### EXERCISE AIM
Below is a block of records. Copy every line in it that contains the word "selections".
◇ ◇ ◇ ◇ ◇ ◇ ◇
PR #16229, opened 2017-11-18
Make atom.confirm async

winstliu:
### Requirements

### Description of the Change

This change is a bit more involved than making ContextMenu async.  `dialog.showMessageBox` accepts an optional callback as a third argument that, when supplied, makes the resulting message box non-blocking.  Instead of giving the result as a return value, the response is passed to the callback.  As such, always passing the callback (even when it didn't exist) would have been a backwards-compatible change.  To make Atom support both sync and async versions, I have updated `atom.confirm` to also accept an optional callback that determines whether or not to use the async version.  I also noticed while doing this that Atom's implementation was not fully in line with Electron's implementation and was limited in its functionality, and so the async version corrects this by passing all options directly to Electron.  Hopefully in Atom 2.0 we can make async the only supported version.  In the meantime, I've updated all of atom/atom's uses of `atom.confirm` to use the async API and updated the documentation to prefer the async version.

### Alternate Designs

The callbackiness is quite messy, especially when we used to return something based on the response value.  Anywhere where that occurred I had to pseudo-promisify the dialog and then await the resulting promise.  Would it therefore make more sense to directly promisify the async version of `dialog.showMessageBox`?

`atom.applicationDelegate.confirm` is implemented in core.

### Benefits

Improved UX when a message box appears.  See, for example, snow continuing to fall even when a message box appears:
async-message-box

### Possible Drawbacks

Unlike making the context menu async, this is an opt-in change.  Package authors will have to update their code to support the async message dialog.  As such, there is a possibility that people will create issues on atom/atom asking why certain message boxes are async while others aren't.  Furthermore, as discussed above, using the callback is much less clean than simply blocking and waiting for a return value.

### Applicable Issues

None.


UziTech:
👍 +1 on promisifying the async version

src/application-delegate.coffee
```diff
@@ -130,26 +130,34 @@ class ApplicationDelegate
...
-    })
-
-    if Array.isArray(buttons)
-      chosen
-    else
-      callback = buttons[buttonLabels[chosen]]
-      callback?()
+      # Legacy sync version: options can only have `message`,
+      # `detailedMessage` (optional), and buttons array or object (optional)
+      {message, detailedMessage, buttons} = options
```
UziTech: It seems like it would be very unintuitive, and therefore cause difficult to debug issues, if the sync and async versions don't have the same options

UziTech: I would vote for deprecating `detailedMessage` for `detail` but keep `buttons` as an array or object

50Wliu: Since the new async version is opt-in, I think that should immediately warn package authors that they need to look at their code and update it accordingly.  I explicitly didn't update the sync code path because the goal I had in mind when creating this PR was to completely deprecate and feature-freeze it to give package authors more "incentive" to moving to async.

iolsen:
Like the other similar PRs, we're 👍. Merge when ready.

PR #16254, opened 2017-11-21
Add comment to atom-environment.coffee

fjwldap:
### Description of the Change

I add comment to atom/src/atom-environment.coffee in line 566.
Most of them has comment of the function. For example, like in line 562, "# Extended: Returns a {Boolean} that is `true` if the current window is maximized." 
But function 'maximizeWindow()' doesn't have a comment about it.
So I add the comment.

It will be little bit more helpful to understand with comment. 

### Benefits

It will be little bit more helpful to understand with comment. 

### Possible Drawbacks

it is just comment...

### DIFF
--- a/src/atom-environment.coffee
+++ b/src/atom-environment.coffee
@@ -563,6 +563,7 @@ class AtomEnvironment extends Model
   isMaximized: ->
     @applicationDelegate.isWindowMaximized()
 
+  # Extended: Maximize the current window.  
   maximize: ->
     @applicationDelegate.maximizeWindow()
 


50Wliu:
@atom/maintainers is this a method that we want to expose to the public API?

lee-dohm:
> is this a method that we want to expose to the public API?

In my opinion, not really? I don't think that it will be any great cost but I'm not certain that packages should be maximizing the Atom window?

maxbrunsfeld:
@fjwldap These comments affect the documentation that gets generated for Atom. In general, we don't necessarily want to document every method on every class, because we don't want Atom packages to start depending on every method.

In addition, this method is so trivial that the comment doesn't add substantially to the code's readability.

Thanks anyway for taking the time to contribute, we are definitely open to documentation improvements in general.

pyaephyoswe:
pyaephyoswe569@gmail.com

PR #16257, opened 2017-11-22
Change dot-atom keymap.cson

isoeugenol:
- ctrl-shift-p and ctrl-p exist only macOS keymap
- i think example is same all platforms

### Requirements

dot-atom keymap.cson example is only exist macOS 
i think example should work all platforms.
### Benefits

if someone use example keymaps they work all platfroms

### DIFF
--- a/dot-atom/keymap.cson
+++ b/dot-atom/keymap.cson
@@ -14,8 +14,8 @@
 #   'enter': 'editor:newline'
 #
 # 'atom-workspace':
-#   'ctrl-shift-p': 'core:move-up'
-#   'ctrl-p': 'core:move-down'
+#   'ctrl-pageup': 'pane:show-previous-item'
+#   'ctrl-pagedown': 'pane:show-next-item'
 #
 # You can find more information about keymaps in these guides:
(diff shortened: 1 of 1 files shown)


lee-dohm:
Thanks for the submission!

The point of the examples is to simply give things that could be mapped if one chose to and to give people a basic understanding of the syntax. They aren't intended to be actual keybindings that one would want to keep, only to experiment with. Also, since not all keyboards have a <kbd>PgUp</kbd> or <kbd>PgDn</kbd> key (most notably many Mac keyboards don't) but every modern keyboard has a <kbd>Ctrl</kbd>, <kbd>Shift</kbd>, and <kbd>P</kbd> key, I feel the current examples work well for their intended purpose.

Thanks again for helping out! I'm going to close this but if you have any questions, please let us know :+1:

isoeugenol:
I have never used a Mac, so I can not imagine that reason.
when i was using window and linux i tried the example. but it is don`t work.
How do you feel about changing to "shift-up, shift-down"?

lee-dohm:
They're just examples to show the format, not something that people would seriously want in their keymap. For that goal, the current examples are fine. Thanks for your help.

Issue #12848, opened 2016-10-02
implement smooth scrolling speed setting


alvarolm:
a general scroll speed setting in the same manner sublime "scroll_speed" (http://docs.sublimetext.info/en/latest/reference/settings.html)  

why ?
the current atom editor has all the proper looks like any other major one, but severely lacks the feeling. Sublime, textmate and others have implemented smooth scrolling which gives an easy to fallow sensation when scrolling thru the code, this is a feature that makes an incredibly difference in terms of comfort and new users adoption.

whats wrong with the current alternatives ?
the css wont work with the new tile rendering system, see https://github.com/atom/atom/issues/5359
"scroll sensitivity" works only when using a mouse or trackpad, besides the "steeps" between every scroll update aren't smooth at all.

I propose an artificial delay in the same way that a linear transition of -webkit-transform would work over the tiles.

rel https://github.com/atom/atom/issues/1666

slayerjain:
I'm new to electron, but have experience in nodejs, wanna try!

lee-dohm:
@alvarolm Please update this Issue with a more detailed explanation of what it is you're requesting. External documentation links can be moved or change. We need to have a more permanent record of what it is you're asking for so that we can a) make a determination as to whether this is something we want to do and b) ensure that if it is something we want to include that we have actually achieved the goals when we make a change.

Ben3eeE:
What is wrong with the current setting that changes scroll speed?

![image](https://cloud.githubusercontent.com/assets/1058982/19068830/7f38bcb8-8a24-11e6-9a09-24957b6fc673.png)

alvarolm:
@lee-dohm  @Ben3eeE updated

alvarolm:
https://www.facebook.com/notes/daniel-colascione/buttery-smooth-emacs/10155313440066102/

PR #16286, opened 2017-11-28
Implemented smooth scrolling for mouse in editor.

mpcmarques:
### Description of the Change

Since the program relies on web technologies to build its user interface, we came up with a simple solution of introducing a smooth transition when the scrolling action occurs. 
The end goal was to make the scrolling transition last 0.2 seconds instead of being instant, leading to a smother user experience.
To achieve this goal, we wrote a css transition code in the style.less file. 

### Alternate Designs

The proposed version was selected because the issue can be solved with a simple css script.

Smooth scrolling makes scrolling feel more natural.

### Benefits

Scrolling is more natural for mouse users.

### Possible Drawbacks

No possible drawbacks were found.

### Applicable Issues

https://github.com/atom/atom/issues/12848


eltian:
I tested it and it does look good, but it doesn't sit well with other types of scrolling (dragging the minimap, using page up/ page down, etc). Is there a way to only apply the effect when scrolling with the mouse wheel?

oomek:
What is the status of that pr? I know it's old. Trying to find a way to enable smooth scrolling in Atom and this is the only thing that popped up.

PR #16294, opened 2017-11-29
Add `readonly` attribute to text editor element

kuychaco:
This PR allows for the use of a `readonly` attribute which disables the input for text editor elements: 

```<atom-text-editor readonly />```

The read-only state is stored on the `TextEditor` model. As of now this state merely prevents text from being input into the editor. Future considerations include using the state to determine modified status, preventing saving, etc.

/cc @maxbrunsfeld @damieng for 💭s

### CODE REVIEW

**Comment by maxbrunsfeld** [comment]
I might have missed some discussion here - why does saving the buffer clear the readonly status?

**Review by maxbrunsfeld — APPROVED** [review]

**Comment by t9md** [comment]
> I might have missed some discussion here - why does saving the buffer clear the readonly status?
>
> Other than that question, this looks great to me.

I want to ask this too.
I'm maintainor of [vim-mode-plus](https://atom.io/packages/vim-mode-plus).
In vim-mode-plus,

- normal-mode is achieved by calling `this.editor.element.component.setInputEnabled(false)`.
  - So `editor.component.isInputEnalbed()` return `false`
  - But once I save buffer by `cmd-s`, `editor.component.isInputEnalbed()` return `true`

**This fundamental editor.component's capability( input enabled or not ) should be not affected by irrelevant action like `cmd-s`**.

File: src/text-editor-component.js [hunk 1]
```diff
@@ -819,7 +823,7 @@ class TextEditorComponent {
 
     const oldClassList = this.classList
     const newClassList = ['editor']
-    if (this.focused) newClassList.push('is-focused')
+    if (this.focused && this.isInputEnabled()) newClassList.push('is-focused')
     if (model.isMini()) newClassList.push('mini')
```
t9md: Why this code assume `is-focused` only need to set only when `isInputEnabled()` was `true`?

src/text-editor.js
```diff
@@ -1106,7 +1129,7 @@ class TextEditor {
   setEncoding (encoding) { this.buffer.setEncoding(encoding) }
 
   // Essential: Returns {Boolean} `true` if this editor has been modified.
-  isModified () { return this.buffer.isModified() }
+  isModified () { return this.isReadOnly() ? false : this.buffer.isModified() }
```
t9md: I don't want this unnecessary guard. If readonly really disallow buffer modification, just returning `buffer.isModified()` should be enough.
This method should be just proxy of `this.buffer.isModified()` for clarity, and remove possibility of inconsistency   when it become `this.isReadonly !== this.buffer.isModifed()`.
Also this breaks https://github.com/t9md/atom-narrow pkg's important feature.

damieng: This is necessary otherwise it is not possible to create a read-only text editor from some in-memory data without it showing as modified on the tab.

damieng:
One of our scenarios for use of a read-only text editor is when we want to show you and editor but you can't edit the content because of where the text comes from - e.g. source that lives on a https:// url or inside a .jar file.  If however they chose to save that content to disk then by the very nature it is now editable as it lives somewhere the content can be changed.

src/text-editor.js
t9md: then, I want to say hack `this.buffer.isModified` by overriding `buffer.isModified = () => true`.
I feel some anxiety when seeing this fundamental return different answer based on `isReadOnly` status, and that status is unstable(changed by just saving buffer).
I can't believe such method, so just trying to relay on `buffer.isModified` directly.

t9md:
Sorry, I was really nervous for now, I know I should not write any comment with such mental state.
I won't respond for a while.

damieng:
No code is perfect :)   We did consider whether saving should clear the flag or not after @maxbrunsfeld also brought it up.  If it causes you difficulty we can remove that.

maxbrunsfeld:
We should remove it. We need to not break vim-mode-plus, and they are orthogonal concepts anyway.

Same thing with isModified. We can address the issue of opening files from .jars in another way that doesn’t bake assumptions into core.

damieng:
Removed the isModified/clear-on-save code ca53cf9ec1aed43edc05681029a23d379791586c

t9md:
I need `is-focused` breaking recerted  too.
This is direct breaking where style based in `is-focused` scope.
Readonly state and focus state is completely irrelevant.
Should not be coupled and should not break existing style just becausr of one single new feature.

t9md:
Basically want revert whole this PR and rethink to achieve it without breaking existing setInputEnabled capability.
I’m not insisting to not break existing feature ib every case of new enhancements, but I say should not break existing feature this time, since readonly feature should not be coupled/blended to these feature.
This is very fundamental feature vim-mode-plus depends on.
And original vim-mode was created by GitHub.
Please communicate each other if your team conside vmp as part of Atom’s goodness(I want say so).

src/text-editor-component.js
t9md: I need this unchanged, don't change meaning of `is-focused`.
Should allow `readonly` and `is-focused` buffer.
If some feature need exclude inputDisabled buffer from focused editor, do this by client side by checking state manually, don' bend core-meaning just because it's convenient.

src/text-editor.js
```diff
@@ -400,6 +401,16 @@ class TextEditor {
           }
           break
 
+        case 'readOnly':
+          if (value !== this.readOnly) {
+            this.readOnly = value
+            if (this.component != null) {
+              this.component.scheduleUpdate()
+            }
+            this.buffer.emitModifiedStatusChanged(this.isModified())
```
t9md: Should not emit "modified state changed" event when it's really not changed.
If some feature need hook for this, fire distinct event like `did-set-read-only` and do manual work in this.

t9md: I noticed this part is reverted in ca53cf9. sorry.

damieng:
Yes we're investigating and seeing what we can do. We've been able to
reverse out party of this but some of what remains it's needed elsewhere.
One of our team who worked on this is traveling and we needed some more
time to consider our options.

t9md:
@damieng 

> it's needed elsewhere.

I want to know where.

src/text-editor.js
t9md: Oh, I wanted to say use `buffer.isModified = () => false` to hide modified icon on tab.

t9md:
@damieng @maxbrunsfeld 

Confirmed with current master that I can maintain vmp if `is-focused` meaning is reverted to original.

```diff
diff --git a/src/text-editor-component.js b/src/text-editor-component.js
index 08af5ada1..263556ee0 100644
--- a/src/text-editor-component.js
+++ b/src/text-editor-component.js
@@ -823,7 +823,7 @@ class TextEditorComponent {

     const oldClassList = this.classList
     const newClassList = ['editor']
-    if (this.focused && this.isInputEnabled()) newClassList.push('is-focused')
+    if (this.focused) newClassList.push('is-focused')
     if (model.isMini()) newClassList.push('mini')
     for (var i = 0; i < model.selections.length; i++) {
       if (!model.selections[i].isEmpty()) {
```

I think this request is reasonable, in vmp's `normal-mode`, it's `readonly` as long as it's `focused`.
The `is-focused` and `readonly` states should not be mutually exclusive.

kuychaco:
@t9md the change has been reverted in 853b9a4e24502af82efaba289f7e0e3fcdf0bc19. We'll get beta hotfixed later today.

t9md:
@kuychaco Thank you for hearing.

fabianfiorotto:
Readonly editors can be modified using middle click paste on Linux. I tested it on Linux Mint 17.3 with atom 1.24.0-beta1

damieng:
@fabianfiorotto Nice find, that should be raised as a separate issue - comments on PR's can't be tracked as work items.

Issue #13909, opened 2017-03-01
Window close does not trigger save window state


Krajsnick:
### Description

Closing the Atom window does not save the window UI state, _read_ window size and position. To save the window state I have to **blur** (click outside) the window, then close it. Reopening the window after blurring it works.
◇ ◇ ◇ ◇ ◇ ◇ ◇
### RESPONSE TO THIS TASK
     for (var i = 0; i < model.selections.length; i++) {
       if (!model.selections[i].isEmpty()) {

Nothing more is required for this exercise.